Depending on the mode (bulk or live) the import_from_staging()-procedure is called with different timeouts:

  • CatchUp: 120 sec.
  • all others: 10 sec.

Consistency
On the start of each round of the processing loop the service checks which is the last fully imported block.
It does this by comparing all "requested_blocks" to the actually imported blocks in the indexed tables. The "requested_blocks"-table is written by any indexer-instance directly after ist BlockSource emitted the block number. Missing blocks are catched-up until the index is in-sync with the rpc-gateway.

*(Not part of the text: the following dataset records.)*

PR #1308, opened 2020-07-27
Move transaction apply methods into their own package

algomaxj:
In preparation for refactoring parts of `Applications`, it made sense to move the `apply` methods into their own package. With this change, the new `apply` package can refer to the `logic` package without creating a circular reference (since `logic` depends on `transactions`).

I also moved the `transactions.Balances` interface into the new `apply` package.


ledger/apply/apply.go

The import_from_staging() executes the following steps:

  1. Mark rows in staging tables:
    1.1) All rows that form a complete block (number of distinct transactions equals the block's total_transaction_count) as "selected".
    1.2) All rows that already exist in the indexed tables as "already_available".
  2. Import all distinct "selected" rows into their final table
  3. Mark all "selected" and "already_available" staging-blocks as "imported"

In the service:
4) The service deletes all "imported" rows from the staging tables and returns the hashes of the "imported" transactions to websocket subscribers.

Reorgs
The indexer checks the last 16 blocks at an interval of 45 seconds. If a reorg occurred then all data from this block on will be deleted and re-imported.

Health checks
The service exposes a health check endpoint at http://0.0.0.0/health.
It returns code 200 if healthy or 500 if not healthy.

Known issues

  • Initially puts heavy load on the rpc-gateway because it downloads all blocks with 24 parallel connections (configurable) and receipts with 96 parallel connections (configurable) (should be replaced with direct ingest from a geth/netermind/etc. db)
  • Doesn't validate blocks
  • Uses a lot of threadpool threads and waits for some of them somewhere. This can cause thread pool starvation during the bulk import. 4 cores are adviced during this phase.